● TASK GOAL:
Write out the data again in full, exactly as it reads.
##### AVAILABLE RECORDS #####
PR #693, opened 2016-06-21
Feature refactor create servergroup and servergroup clone

drmaas:
Closes spinnaker/spinnaker#937

### DIFF
--- a/clouddriver-openstack/src/main/groovy/com/netflix/spinnaker/clouddriver/openstack/client/OpenstackClientProvider.groovy
+++ b/clouddriver-openstack/src/main/groovy/com/netflix/spinnaker/clouddriver/openstack/client/OpenstackClientProvider.groovy
@@ -18,31 +18,33 @@ package com.netflix.spinnaker.clouddriver.openstack.client
 
 import com.netflix.spinnaker.clouddriver.openstack.deploy.exception.OpenstackOperationException
 import com.netflix.spinnaker.clouddriver.openstack.deploy.exception.OpenstackProviderException
+import com.netflix.spinnaker.clouddriver.openstack.deploy.exception.OpenstackResourceNotFoundException
 import com.netflix.spinnaker.clouddriver.openstack.domain.LoadBalancerPool
 import com.netflix.spinnaker.clouddriver.openstack.domain.PoolHealthMonitor
+import com.netflix.spinnaker.clouddriver.openstack.domain.ServerGroupParameters
 import com.netflix.spinnaker.clouddriver.openstack.domain.VirtualIP
-import com.netflix.spinnaker.clouddriver.openstack.deploy.exception.OpenstackResourceNotFoundException
 import org.apache.commons.lang.StringUtils
 import org.openstack4j.api.Builders
 import org.openstack4j.api.OSClient
 import org.openstack4j.api.networking.ext.LoadBalancerService
 import org.openstack4j.model.common.ActionResponse
-import org.openstack4j.model.compute.IPProtocol
 import org.openstack4j.model.compute.FloatingIP
+import org.openstack4j.model.compute.IPProtocol
 import org.openstack4j.model.compute.RebootType
+import org.openstack4j.model.compute.SecGroupExtension
+import org.openstack4j.model.compute.Server
 import org.openstack4j.model.heat.Resource
+import org.openstack4j.model.heat.Stack
+import org.openstack4j.model.heat.StackCreate
 import org.openstack4j.model.network.NetFloatingIP
 import org.openstack4j.model.network.Port
 import org.openstack4j.model.network.ext.HealthMonitor
 import org.openstack4j.model.network.ext.HealthMonitorType
 import org.openstack4j.model.network.ext.LbMethod
 import org.openstack4j.model.network.ext.LbPool
+import org.openstack4j.model.network.ext.Member
 import org.openstack4j.model.network.ext.Protocol
 import org.openstack4j.model.network.ext.Vip
-import org.openstack4j.model.compute.SecGroupExtension
-import org.openstack4j.model.compute.Server
-import org.openstack4j.model.heat.Stack
-import org.openstack4j.model.network.ext.Member
 
 import java.lang.reflect.UndeclaredThrowableException
 import java.util.regex.Matcher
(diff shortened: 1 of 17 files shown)


drmaas:
@spinnaker/reviewers

clouddriver-openstack/src/main/groovy/com/netflix/spinnaker/clouddriver/openstack/client/OpenstackClientProvider.groovy
```diff
@@ -526,7 +544,7 @@ abstract class OpenstackClientProvider {
       client.useRegion(region).heat().stacks().getStackByName(stackName)
     }
     if (!stack) {
-      throw new OpenstackResourceNotFoundException("Unable to find stack $stackName in region $region")
+      throw new OpenstackProviderException("Unable to find stack $stackName in region $region")
```
lwander: Do you explicitly cast `.toString()` in the constructor to whatever exception this subclasses? I just remembered that my custom Kubernetes exceptions originally failed because they expected a Java string, but got a Groovy string due to the `$templating` I use.

clouddriver-openstack/src/main/groovy/com/netflix/spinnaker/clouddriver/openstack/deploy/ops/servergroup/CloneOpenstackAtomicOperation.groovy
```diff
@@ -43,44 +42,62 @@ class CloneOpenstackAtomicOperation implements AtomicOperation<DeploymentResult>
...
+    deployDescription.serverGroupParameters.with {
+      image = description.serverGroupParameters?.image ?: ancestorParams.image
+      instanceType = description.serverGroupParameters?.instanceType ?: ancestorParams.instanceType
+      maxSize = description.serverGroupParameters?.maxSize ?: ancestorParams.maxSize
+      minSize = description.serverGroupParameters?.minSize ?: ancestorParams.minSize
+      networkId = description.serverGroupParameters?.networkId ?: ancestorParams.networkId
+      poolId = description.serverGroupParameters?.poolId ?: ancestorParams.poolId
+      securityGroups = description.serverGroupParameters?.securityGroups ?: ancestorParams.securityGroups
+    }
+    deployDescription.disableRollback = description.disableRollback ?: false
```
lwander: Why not take the ancestor value?

clouddriver-openstack/src/main/groovy/com/netflix/spinnaker/clouddriver/openstack/deploy/ops/servergroup/DeployOpenstackAtomicOperation.groovy
```diff
@@ -18,14 +18,22 @@ package com.netflix.spinnaker.clouddriver.openstack.deploy.ops.servergroup
...
+import com.netflix.spinnaker.clouddriver.orchestration.AtomicOperations
+import org.apache.commons.io.IOUtils
+import org.openstack4j.model.network.ext.LbPool
+
+class DeployOpenstackAtomicOperation implements AtomicOperation<DeploymentResult> {
 
-@Slf4j
-class DeployOpenstackAtomicOperation implements AtomicOperation<Void> {
   private final String BASE_PHASE = "DEPLOY"
+  private final String TEMPLATE_FILE = 'asg.yaml'
```
lwander: Can you comment on what these strings mean?

clouddriver-openstack/src/main/groovy/com/netflix/spinnaker/clouddriver/openstack/deploy/validators/servergroup/CloneOpenstackAtomicOperationValidator.groovy
```diff
@@ -35,39 +35,45 @@ class CloneOpenstackAtomicOperationValidator extends DescriptionValidator<CloneO
...
-    if (description.timeoutMins) {
-      helper.validateNonNegative(description.timeoutMins, "timeoutMins")
+  //TODO this is copy-paste from DeployOpenstackAtomicOperationValidator
+  def validateServerGroup(OpenstackAttributeValidator validator, ServerGroupParameters parameters) {
+    String prefix = "serverGroupParameters"
+    parameters.with {
+      validator.validateNotEmpty(instanceType, "${prefix}.instanceType")
+      validator.validateNotEmpty(image, "${prefix}.image")
+      validator.validateNotNull(maxSize, "${prefix}.maxSize")
+      validator.validatePositive(maxSize, "${prefix}.maxSize")
```
lwander: Seems like your `validatePositive` now also checks that the value isn't `null`, so those `NotNull` checks seem superfluous

clouddriver-openstack/src/main/resources/asg.yaml
```diff
@@ -0,0 +1,79 @@
+heat_template_version: 2015-04-30
```
lwander: What's the strategy for distributing these/making the customizable?

lwander:
LGTM after comments are addressed.

clouddriver-openstack/src/main/groovy/com/netflix/spinnaker/clouddriver/openstack/client/OpenstackClientProvider.groovy
drmaas: We're using ```@InheritConstructors```, which seem to work fine.

clouddriver-openstack/src/main/groovy/com/netflix/spinnaker/clouddriver/openstack/deploy/ops/servergroup/CloneOpenstackAtomicOperation.groovy
drmaas: It is not available from the ```org.openstack4j.model.heat.Stack``` object.

clouddriver-openstack/src/main/groovy/com/netflix/spinnaker/clouddriver/openstack/deploy/validators/servergroup/CloneOpenstackAtomicOperationValidator.groovy
drmaas: good catch

clouddriver-openstack/src/main/resources/asg.yaml
drmaas: Good question - I think for now we want to provide 'the standard' way of being able to configure an autoscaling group, with the hardcoded templates. Later on add in the feature to provide custom templates.

Overriding the default via configuration is a good idea, as long as people do their diligence to honor the properties that the template can expect to be given to it. The Openstack API is finicky when properties are provided but not used, and doesn't work at all when properties are not provided but expected.

Being able to pass in the template via free-form text is also a good idea, but again it would need to honor the expected parameters. We could use the freeform details field to store the template string.

Added a comment in the code per ^^^.

lwander:
LGTM, will merge once squashed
#####
● YOUR RESPONSE:
PR #693, opened 2016-06-21
Feature refactor create servergroup and servergroup clone

drmaas:
Closes spinnaker/spinnaker#937

### DIFF
--- a/clouddriver-openstack/src/main/groovy/com/netflix/spinnaker/clouddriver/openstack/client/OpenstackClientProvider.groovy
+++ b/clouddriver-openstack/src/main/groovy/com/netflix/spinnaker/clouddriver/openstack/client/OpenstackClientProvider.groovy
@@ -18,31 +18,33 @@ package com.netflix.spinnaker.clouddriver.openstack.client
 
 import com.netflix.spinnaker.clouddriver.openstack.deploy.exception.OpenstackOperationException
 import com.netflix.spinnaker.clouddriver.openstack.deploy.exception.OpenstackProviderException
+import com.netflix.spinnaker.clouddriver.openstack.deploy.exception.OpenstackResourceNotFoundException
 import com.netflix.spinnaker.clouddriver.openstack.domain.LoadBalancerPool
 import com.netflix.spinnaker.clouddriver.openstack.domain.PoolHealthMonitor
+import com.netflix.spinnaker.clouddriver.openstack.domain.ServerGroupParameters
 import com.netflix.spinnaker.clouddriver.openstack.domain.VirtualIP
-import com.netflix.spinnaker.clouddriver.openstack.deploy.exception.OpenstackResourceNotFoundException
 import org.apache.commons.lang.StringUtils
 import org.openstack4j.api.Builders
 import org.openstack4j.api.OSClient
 import org.openstack4j.api.networking.ext.LoadBalancerService
 import org.openstack4j.model.common.ActionResponse
-import org.openstack4j.model.compute.IPProtocol
 import org.openstack4j.model.compute.FloatingIP
+import org.openstack4j.model.compute.IPProtocol
 import org.openstack4j.model.compute.RebootType
+import org.openstack4j.model.compute.SecGroupExtension
+import org.openstack4j.model.compute.Server
 import org.openstack4j.model.heat.Resource
+import org.openstack4j.model.heat.Stack
+import org.openstack4j.model.heat.StackCreate
 import org.openstack4j.model.network.NetFloatingIP
 import org.openstack4j.model.network.Port
 import org.openstack4j.model.network.ext.HealthMonitor
 import org.openstack4j.model.network.ext.HealthMonitorType
 import org.openstack4j.model.network.ext.LbMethod
 import org.openstack4j.model.network.ext.LbPool
+import org.openstack4j.model.network.ext.Member
 import org.openstack4j.model.network.ext.Protocol
 import org.openstack4j.model.network.ext.Vip
-import org.openstack4j.model.compute.SecGroupExtension
-import org.openstack4j.model.compute.Server
-import org.openstack4j.model.heat.Stack
-import org.openstack4j.model.network.ext.Member
 
 import java.lang.reflect.UndeclaredThrowableException
 import java.util.regex.Matcher
(diff shortened: 1 of 17 files shown)


drmaas:
@spinnaker/reviewers

clouddriver-openstack/src/main/groovy/com/netflix/spinnaker/clouddriver/openstack/client/OpenstackClientProvider.groovy
```diff
@@ -526,7 +544,7 @@ abstract class OpenstackClientProvider {
       client.useRegion(region).heat().stacks().getStackByName(stackName)
     }
     if (!stack) {
-      throw new OpenstackResourceNotFoundException("Unable to find stack $stackName in region $region")
+      throw new OpenstackProviderException("Unable to find stack $stackName in region $region")
```
lwander: Do you explicitly cast `.toString()` in the constructor to whatever exception this subclasses? I just remembered that my custom Kubernetes exceptions originally failed because they expected a Java string, but got a Groovy string due to the `$templating` I use.

clouddriver-openstack/src/main/groovy/com/netflix/spinnaker/clouddriver/openstack/deploy/ops/servergroup/CloneOpenstackAtomicOperation.groovy
```diff
@@ -43,44 +42,62 @@ class CloneOpenstackAtomicOperation implements AtomicOperation<DeploymentResult>
...
+    deployDescription.serverGroupParameters.with {
+      image = description.serverGroupParameters?.image ?: ancestorParams.image
+      instanceType = description.serverGroupParameters?.instanceType ?: ancestorParams.instanceType
+      maxSize = description.serverGroupParameters?.maxSize ?: ancestorParams.maxSize
+      minSize = description.serverGroupParameters?.minSize ?: ancestorParams.minSize
+      networkId = description.serverGroupParameters?.networkId ?: ancestorParams.networkId
+      poolId = description.serverGroupParameters?.poolId ?: ancestorParams.poolId
+      securityGroups = description.serverGroupParameters?.securityGroups ?: ancestorParams.securityGroups
+    }
+    deployDescription.disableRollback = description.disableRollback ?: false
```
lwander: Why not take the ancestor value?

clouddriver-openstack/src/main/groovy/com/netflix/spinnaker/clouddriver/openstack/deploy/ops/servergroup/DeployOpenstackAtomicOperation.groovy
```diff
@@ -18,14 +18,22 @@ package com.netflix.spinnaker.clouddriver.openstack.deploy.ops.servergroup
...
+import com.netflix.spinnaker.clouddriver.orchestration.AtomicOperations
+import org.apache.commons.io.IOUtils
+import org.openstack4j.model.network.ext.LbPool
+
+class DeployOpenstackAtomicOperation implements AtomicOperation<DeploymentResult> {
 
-@Slf4j
-class DeployOpenstackAtomicOperation implements AtomicOperation<Void> {
   private final String BASE_PHASE = "DEPLOY"
+  private final String TEMPLATE_FILE = 'asg.yaml'
```
lwander: Can you comment on what these strings mean?

clouddriver-openstack/src/main/groovy/com/netflix/spinnaker/clouddriver/openstack/deploy/validators/servergroup/CloneOpenstackAtomicOperationValidator.groovy
```diff
@@ -35,39 +35,45 @@ class CloneOpenstackAtomicOperationValidator extends DescriptionValidator<CloneO
...
-    if (description.timeoutMins) {
-      helper.validateNonNegative(description.timeoutMins, "timeoutMins")
+  //TODO this is copy-paste from DeployOpenstackAtomicOperationValidator
+  def validateServerGroup(OpenstackAttributeValidator validator, ServerGroupParameters parameters) {
+    String prefix = "serverGroupParameters"
+    parameters.with {
+      validator.validateNotEmpty(instanceType, "${prefix}.instanceType")
+      validator.validateNotEmpty(image, "${prefix}.image")
+      validator.validateNotNull(maxSize, "${prefix}.maxSize")
+      validator.validatePositive(maxSize, "${prefix}.maxSize")
```
lwander: Seems like your `validatePositive` now also checks that the value isn't `null`, so those `NotNull` checks seem superfluous

clouddriver-openstack/src/main/resources/asg.yaml
```diff
@@ -0,0 +1,79 @@
+heat_template_version: 2015-04-30
```
lwander: What's the strategy for distributing these/making the customizable?

lwander:
LGTM after comments are addressed.

clouddriver-openstack/src/main/groovy/com/netflix/spinnaker/clouddriver/openstack/client/OpenstackClientProvider.groovy
drmaas: We're using ```@InheritConstructors```, which seem to work fine.

clouddriver-openstack/src/main/groovy/com/netflix/spinnaker/clouddriver/openstack/deploy/ops/servergroup/CloneOpenstackAtomicOperation.groovy
drmaas: It is not available from the ```org.openstack4j.model.heat.Stack``` object.

clouddriver-openstack/src/main/groovy/com/netflix/spinnaker/clouddriver/openstack/deploy/validators/servergroup/CloneOpenstackAtomicOperationValidator.groovy
drmaas: good catch

clouddriver-openstack/src/main/resources/asg.yaml
drmaas: Good question - I think for now we want to provide 'the standard' way of being able to configure an autoscaling group, with the hardcoded templates. Later on add in the feature to provide custom templates.

Overriding the default via configuration is a good idea, as long as people do their diligence to honor the properties that the template can expect to be given to it. The Openstack API is finicky when properties are provided but not used, and doesn't work at all when properties are not provided but expected.

Being able to pass in the template via free-form text is also a good idea, but again it would need to honor the expected parameters. We could use the freeform details field to store the template string.

Added a comment in the code per ^^^.

lwander:
LGTM, will merge once squashed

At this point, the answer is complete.